● **ACTIVITY**
Below are some entries; state how many of their lines include the word "unit" and give no more than that number.

● **PROVIDED RECORDS**
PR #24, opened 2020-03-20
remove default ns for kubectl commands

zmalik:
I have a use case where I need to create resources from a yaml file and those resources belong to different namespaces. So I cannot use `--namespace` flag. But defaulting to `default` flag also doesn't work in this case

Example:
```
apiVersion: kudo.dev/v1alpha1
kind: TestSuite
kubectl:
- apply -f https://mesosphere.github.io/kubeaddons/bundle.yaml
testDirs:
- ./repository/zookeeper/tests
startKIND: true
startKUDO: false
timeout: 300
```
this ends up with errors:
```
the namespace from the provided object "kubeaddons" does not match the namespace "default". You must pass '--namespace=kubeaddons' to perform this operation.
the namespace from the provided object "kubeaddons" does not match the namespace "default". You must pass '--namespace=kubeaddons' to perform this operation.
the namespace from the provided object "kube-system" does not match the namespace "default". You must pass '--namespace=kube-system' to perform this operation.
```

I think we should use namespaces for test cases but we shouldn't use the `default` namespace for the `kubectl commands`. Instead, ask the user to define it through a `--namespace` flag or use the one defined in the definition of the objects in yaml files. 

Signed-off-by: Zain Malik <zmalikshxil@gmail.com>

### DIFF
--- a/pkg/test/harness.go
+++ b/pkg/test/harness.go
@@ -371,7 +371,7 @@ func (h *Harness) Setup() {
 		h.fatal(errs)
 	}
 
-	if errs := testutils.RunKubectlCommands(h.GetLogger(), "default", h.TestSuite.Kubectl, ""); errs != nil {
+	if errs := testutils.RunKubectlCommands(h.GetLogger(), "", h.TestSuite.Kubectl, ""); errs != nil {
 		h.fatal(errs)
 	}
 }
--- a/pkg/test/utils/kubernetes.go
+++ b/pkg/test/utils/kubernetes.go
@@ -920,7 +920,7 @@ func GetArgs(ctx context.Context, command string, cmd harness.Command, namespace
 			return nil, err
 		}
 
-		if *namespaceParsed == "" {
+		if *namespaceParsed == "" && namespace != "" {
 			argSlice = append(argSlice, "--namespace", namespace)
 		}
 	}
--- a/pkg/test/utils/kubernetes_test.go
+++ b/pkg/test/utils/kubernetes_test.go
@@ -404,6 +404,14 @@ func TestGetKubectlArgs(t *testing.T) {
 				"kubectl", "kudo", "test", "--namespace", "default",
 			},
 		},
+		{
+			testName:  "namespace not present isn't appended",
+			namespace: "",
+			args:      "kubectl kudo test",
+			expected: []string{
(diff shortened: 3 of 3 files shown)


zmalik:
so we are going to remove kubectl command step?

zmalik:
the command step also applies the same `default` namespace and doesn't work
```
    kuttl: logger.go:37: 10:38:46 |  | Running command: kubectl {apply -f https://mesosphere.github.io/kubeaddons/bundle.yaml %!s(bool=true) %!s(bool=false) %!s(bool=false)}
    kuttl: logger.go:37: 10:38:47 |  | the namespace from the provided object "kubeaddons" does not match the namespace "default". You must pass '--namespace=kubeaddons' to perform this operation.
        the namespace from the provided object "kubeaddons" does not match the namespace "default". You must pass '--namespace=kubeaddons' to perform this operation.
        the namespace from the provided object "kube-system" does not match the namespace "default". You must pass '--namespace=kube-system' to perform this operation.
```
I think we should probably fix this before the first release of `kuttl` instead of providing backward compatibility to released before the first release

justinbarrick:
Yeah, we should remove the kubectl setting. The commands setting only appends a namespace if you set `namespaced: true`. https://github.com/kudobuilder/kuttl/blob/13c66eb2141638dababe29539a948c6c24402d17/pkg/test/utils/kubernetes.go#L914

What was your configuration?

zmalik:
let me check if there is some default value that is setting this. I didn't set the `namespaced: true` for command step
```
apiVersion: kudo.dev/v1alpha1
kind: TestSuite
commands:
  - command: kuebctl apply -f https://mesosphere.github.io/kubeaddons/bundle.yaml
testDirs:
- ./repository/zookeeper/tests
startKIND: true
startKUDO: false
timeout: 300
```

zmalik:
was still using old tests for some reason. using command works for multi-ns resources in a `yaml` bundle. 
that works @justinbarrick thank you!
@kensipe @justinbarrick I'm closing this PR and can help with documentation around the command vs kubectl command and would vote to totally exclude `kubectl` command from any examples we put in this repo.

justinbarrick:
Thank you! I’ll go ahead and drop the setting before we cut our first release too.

==

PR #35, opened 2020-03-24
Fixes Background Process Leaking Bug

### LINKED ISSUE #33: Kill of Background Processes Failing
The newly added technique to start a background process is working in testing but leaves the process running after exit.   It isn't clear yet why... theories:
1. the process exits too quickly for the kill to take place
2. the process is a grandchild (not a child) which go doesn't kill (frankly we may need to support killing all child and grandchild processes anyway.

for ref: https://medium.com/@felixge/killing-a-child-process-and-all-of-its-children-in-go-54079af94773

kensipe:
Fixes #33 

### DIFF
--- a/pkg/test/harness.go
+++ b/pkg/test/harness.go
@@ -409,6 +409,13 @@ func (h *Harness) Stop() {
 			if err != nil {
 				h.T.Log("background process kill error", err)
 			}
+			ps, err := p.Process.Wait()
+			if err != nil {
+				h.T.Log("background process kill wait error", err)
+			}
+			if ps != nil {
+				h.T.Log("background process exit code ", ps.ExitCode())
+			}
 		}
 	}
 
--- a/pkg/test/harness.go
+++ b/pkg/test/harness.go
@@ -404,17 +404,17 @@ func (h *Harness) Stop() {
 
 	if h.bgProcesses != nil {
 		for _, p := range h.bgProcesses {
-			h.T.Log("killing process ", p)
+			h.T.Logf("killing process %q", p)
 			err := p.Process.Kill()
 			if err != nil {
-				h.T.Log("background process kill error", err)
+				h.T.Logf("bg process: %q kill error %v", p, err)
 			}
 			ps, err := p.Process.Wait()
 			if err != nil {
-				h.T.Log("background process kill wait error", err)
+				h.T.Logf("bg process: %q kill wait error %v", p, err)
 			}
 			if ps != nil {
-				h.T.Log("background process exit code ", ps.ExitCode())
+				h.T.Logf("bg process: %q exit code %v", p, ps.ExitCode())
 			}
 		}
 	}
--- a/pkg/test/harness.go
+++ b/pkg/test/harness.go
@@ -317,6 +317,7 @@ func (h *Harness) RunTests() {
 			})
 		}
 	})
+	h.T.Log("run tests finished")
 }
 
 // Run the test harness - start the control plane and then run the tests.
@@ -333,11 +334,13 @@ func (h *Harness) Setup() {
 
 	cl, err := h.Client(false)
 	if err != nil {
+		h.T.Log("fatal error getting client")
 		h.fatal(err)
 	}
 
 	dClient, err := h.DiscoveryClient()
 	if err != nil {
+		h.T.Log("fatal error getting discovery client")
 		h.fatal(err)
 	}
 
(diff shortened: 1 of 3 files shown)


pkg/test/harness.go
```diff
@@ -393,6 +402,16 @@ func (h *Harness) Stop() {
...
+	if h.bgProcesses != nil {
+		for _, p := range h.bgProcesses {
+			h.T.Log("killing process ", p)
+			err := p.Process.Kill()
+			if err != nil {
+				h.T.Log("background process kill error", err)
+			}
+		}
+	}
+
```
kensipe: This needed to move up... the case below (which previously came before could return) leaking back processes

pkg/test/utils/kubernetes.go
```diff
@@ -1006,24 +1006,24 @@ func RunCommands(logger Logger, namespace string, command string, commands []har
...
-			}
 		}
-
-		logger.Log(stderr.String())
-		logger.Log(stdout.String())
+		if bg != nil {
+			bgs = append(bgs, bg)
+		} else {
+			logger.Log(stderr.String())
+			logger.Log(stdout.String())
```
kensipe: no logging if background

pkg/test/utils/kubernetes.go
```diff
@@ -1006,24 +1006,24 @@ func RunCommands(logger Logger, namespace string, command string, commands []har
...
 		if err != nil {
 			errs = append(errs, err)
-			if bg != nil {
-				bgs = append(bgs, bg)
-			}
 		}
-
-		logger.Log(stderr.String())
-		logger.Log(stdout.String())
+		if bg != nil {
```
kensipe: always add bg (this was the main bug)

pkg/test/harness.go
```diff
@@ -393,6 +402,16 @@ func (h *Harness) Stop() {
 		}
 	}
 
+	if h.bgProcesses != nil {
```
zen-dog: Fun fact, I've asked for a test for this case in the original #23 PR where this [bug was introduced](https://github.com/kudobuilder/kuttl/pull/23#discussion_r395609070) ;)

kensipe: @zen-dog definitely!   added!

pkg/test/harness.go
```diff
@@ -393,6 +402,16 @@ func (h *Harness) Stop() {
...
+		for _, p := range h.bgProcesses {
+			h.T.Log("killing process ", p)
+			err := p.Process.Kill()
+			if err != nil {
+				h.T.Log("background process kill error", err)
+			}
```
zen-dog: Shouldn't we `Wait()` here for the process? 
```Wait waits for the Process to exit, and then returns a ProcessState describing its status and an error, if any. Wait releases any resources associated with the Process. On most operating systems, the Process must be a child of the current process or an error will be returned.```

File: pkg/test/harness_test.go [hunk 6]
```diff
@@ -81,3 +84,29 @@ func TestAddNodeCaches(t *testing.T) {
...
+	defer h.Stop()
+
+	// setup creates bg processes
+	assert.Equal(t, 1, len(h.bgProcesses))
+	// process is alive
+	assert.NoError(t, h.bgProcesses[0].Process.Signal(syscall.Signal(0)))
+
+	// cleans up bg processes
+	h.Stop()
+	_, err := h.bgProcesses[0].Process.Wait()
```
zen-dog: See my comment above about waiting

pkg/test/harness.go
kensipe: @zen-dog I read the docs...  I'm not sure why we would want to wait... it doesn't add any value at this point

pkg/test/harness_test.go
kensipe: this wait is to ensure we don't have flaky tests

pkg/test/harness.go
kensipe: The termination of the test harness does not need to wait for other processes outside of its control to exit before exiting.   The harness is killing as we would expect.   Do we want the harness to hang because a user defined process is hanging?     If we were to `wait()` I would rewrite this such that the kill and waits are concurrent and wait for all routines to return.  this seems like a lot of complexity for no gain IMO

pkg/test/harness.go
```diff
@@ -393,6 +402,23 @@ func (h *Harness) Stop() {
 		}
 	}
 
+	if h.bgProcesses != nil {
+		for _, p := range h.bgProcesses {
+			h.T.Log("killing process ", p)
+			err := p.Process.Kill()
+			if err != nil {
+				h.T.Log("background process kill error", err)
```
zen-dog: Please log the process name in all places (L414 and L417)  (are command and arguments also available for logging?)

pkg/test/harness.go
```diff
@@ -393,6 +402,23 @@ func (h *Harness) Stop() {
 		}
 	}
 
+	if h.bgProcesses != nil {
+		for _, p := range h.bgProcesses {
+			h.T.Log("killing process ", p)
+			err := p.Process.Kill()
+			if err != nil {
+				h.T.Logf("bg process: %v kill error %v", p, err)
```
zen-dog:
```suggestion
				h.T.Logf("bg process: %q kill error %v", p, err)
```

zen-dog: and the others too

--

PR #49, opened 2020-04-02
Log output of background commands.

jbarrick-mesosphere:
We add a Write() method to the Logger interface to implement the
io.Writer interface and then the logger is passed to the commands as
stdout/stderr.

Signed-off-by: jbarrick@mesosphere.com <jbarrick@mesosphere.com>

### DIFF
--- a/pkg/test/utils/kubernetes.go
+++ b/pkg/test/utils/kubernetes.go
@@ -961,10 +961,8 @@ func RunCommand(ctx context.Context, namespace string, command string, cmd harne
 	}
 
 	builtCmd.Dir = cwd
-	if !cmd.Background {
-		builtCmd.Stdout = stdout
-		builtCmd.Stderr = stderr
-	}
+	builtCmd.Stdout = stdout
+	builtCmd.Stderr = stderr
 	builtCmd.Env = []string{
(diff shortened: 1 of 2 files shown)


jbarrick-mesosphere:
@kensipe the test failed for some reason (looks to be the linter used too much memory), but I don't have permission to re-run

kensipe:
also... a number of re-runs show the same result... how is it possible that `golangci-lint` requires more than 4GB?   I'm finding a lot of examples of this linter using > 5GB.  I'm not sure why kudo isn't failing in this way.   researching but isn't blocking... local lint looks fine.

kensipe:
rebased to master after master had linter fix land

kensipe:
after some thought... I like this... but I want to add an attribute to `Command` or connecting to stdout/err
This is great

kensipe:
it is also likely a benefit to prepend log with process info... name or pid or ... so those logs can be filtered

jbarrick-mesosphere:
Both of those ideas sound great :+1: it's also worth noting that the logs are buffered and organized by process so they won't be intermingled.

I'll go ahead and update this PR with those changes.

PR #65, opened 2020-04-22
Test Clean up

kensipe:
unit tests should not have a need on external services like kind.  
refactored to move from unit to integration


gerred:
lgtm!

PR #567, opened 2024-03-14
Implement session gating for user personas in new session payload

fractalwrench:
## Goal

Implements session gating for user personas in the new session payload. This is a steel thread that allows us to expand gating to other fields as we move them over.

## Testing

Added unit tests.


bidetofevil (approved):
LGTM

● **EXERCISE OUTPUT**
3